One of the first engineering hurdles was continuity. Power lines are punctuated by support structures, insulators, and junctions, making uninterrupted inspection difficult. “A robot can easily roll along a straight wire,” explained Nikhil, “but without the ability to bypass obstacles, inspection remains limited.” To address this, the team developed a mechanism that allows the robot to disengage, navigate past obstructions, and re-engage with the line. 

Stability posed an equally significant challenge. Unlike controlled laboratory setups, real-world power lines sway with the wind and curve across long spans. “Excessive vibration can cause the robot to lose contact or topple,” said Manas. To counter this, the team designed a suspension and wheel-engagement system that carefully managed the robot’s centre of mass, complemented by a lead-damping mechanism to reduce oscillations.

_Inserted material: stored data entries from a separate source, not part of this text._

PR #326, opened 2019-03-15
Added a step slot to param.Parameter

jlstevens:
This adds a step slot to `Number` parameters. This will be useful for any library that maps parameters to widgets (e.g panel).

TODO:

- [x] Unit tests
- [x] Validation of the step attribute/slot

### DIFF
--- a/param/__init__.py
+++ b/param/__init__.py
@@ -756,8 +756,8 @@ class Number(Dynamic):
         self.bounds = bounds
         self.inclusive_bounds = inclusive_bounds
         self._softbounds = softbounds
-        self._validate(default)
         self.step = step
+        self._validate(default)
 
 
     def __get__(self,obj,objtype):
@@ -872,6 +872,9 @@ class Number(Dynamic):
         if not _is_number(val):
             raise ValueError("Parameter '%s' only takes numeric values"%(self.name))
 
+        if self.step is not None and not _is_number(self.step):
+            raise ValueError("Step parameter can only be None or a numeric value")
+
         self._checkBounds(val)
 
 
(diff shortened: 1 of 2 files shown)


jbednar:
A step can also be useful outside of widget libraries, e.g. for making cross products of possible values (as in lancet), and/or to allow the parameter to be sampled or iterated over in a meaningful way.  So the immediate application is for widgets, but having a user indicate a suggested granularity for a continuous parameter space is meaningful with or without a GUI.

jlstevens:
From our discussion, we have decided that validating this attribute would be more hassle than it is worth. I've ticked that item off the TODO list as a result.

jbednar:
There's one validation that is safe to do and should avoid downstream libraries having to implement code for this: you could at least validate that the step is of the right type (integer for integer parameters, number for Number parameters, etc.).  Actually validating that the step falls inside the bounds is just as likely to be annoying as helpful, as people won't necessarily always update the step as they adjust the bounds.

Jean-Luc [3:58 PM]

philippjfr:
>Actually validating that the step falls inside the bounds is just as likely to be annoying as helpful, as people won't necessarily always update the step as they adjust the bounds.

Yeah I agree with this. The other point is that most widget libraries will gracefully handle a step that is too large (usually snapping to the first and last value), while they will error for a step of the wrong type.

jlstevens:
@jbednar @philippjfr Ready to review/merge when the tests are green.

param/__init__.py
```diff
@@ -870,6 +872,9 @@ def _validate(self, val):
         if not _is_number(val):
             raise ValueError("Parameter '%s' only takes numeric values"%(self.name))
 
+        if self.step is not None and not _is_number(self.step):
```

The team credits Dr Madhu Vadali, Associate Professor at IITGN’s Department of Mechanical Engineering, for helping them identify the engineering problems and guiding them through the trial-and-error processes of finding novel solutions. “Manas and Nikhil worked over the course of 10 months to speedily transform their idea into a tangible prototype,” remarked Dr Vadali, who conducted weekly meetings to help the duo ideate, design, and execute their vision. Long hours in the lab translated into iterative refinements. When wind or vibration destabilised early versions, the team responded by redesigning the robot’s arms, adjusting battery placement, and recalibrating weight distribution. The incremental changes steadily improved the prototype’s reliability.

According to Dr Vadali, one of the most compelling aspects of the innovation is its affordability. While industrial drones used for line inspection can cost between Rs 50 lakh and Rs 60 lakh, the team developed its prototype for approximately Rs 15,000, estimating a final market-ready cost of Rs 3 – 4 lakh. Recognising this potential, Infineon Technologies India Private Limited selected the team under its national CSR initiative, which supports young innovators, providing funding of Rs 5,00,000 to advance the project. They received an additional funding of Rs 62,500 from Hyundai Motor Group. “This support has given us the confidence and resources to move beyond a lab prototype and think seriously about real-world deployment,” said Manas. “To support our future commercialisation plans, we have filed a provisional patent and aim to submit a final application by 2026,” said Manas.

The team’s immediate focus is refining the mechanics to handle the natural curvature or sag of real-world wires and developing a shielding system to protect the robot’s electronic components from the high-voltage electromagnetic fields found on active grid lines. By reducing costs by nearly 90% compared to drones and eliminating the safety risks associated with manual labour, this innovation could open the door to more frequent inspections and a more reliable power grid for both urban and rural India. 

Expanded sensing capabilities and partnerships with companies could transform the robot into a comprehensive grid diagnostic platform. The team is currently seeking industry collaboration to test the prototype in real-world scenarios and refine their business model. “We have the mechanical innovation, but we need user insights,” added Nikhil. As he and Manas gradually move towards real-world deployment, the project – marked by failed prototypes, long nights in the lab, and incremental breakthroughs – has been a learning journey. Each redesign brought them closer to a solution that could reduce risk for workers, lower costs for utilities, and improve power reliability for millions. 

Their work highlights how student-led innovation, when supported by mentorship, infrastructure, and industry collaboration, can evolve from a classroom assignment into a solution with the potential for national impact.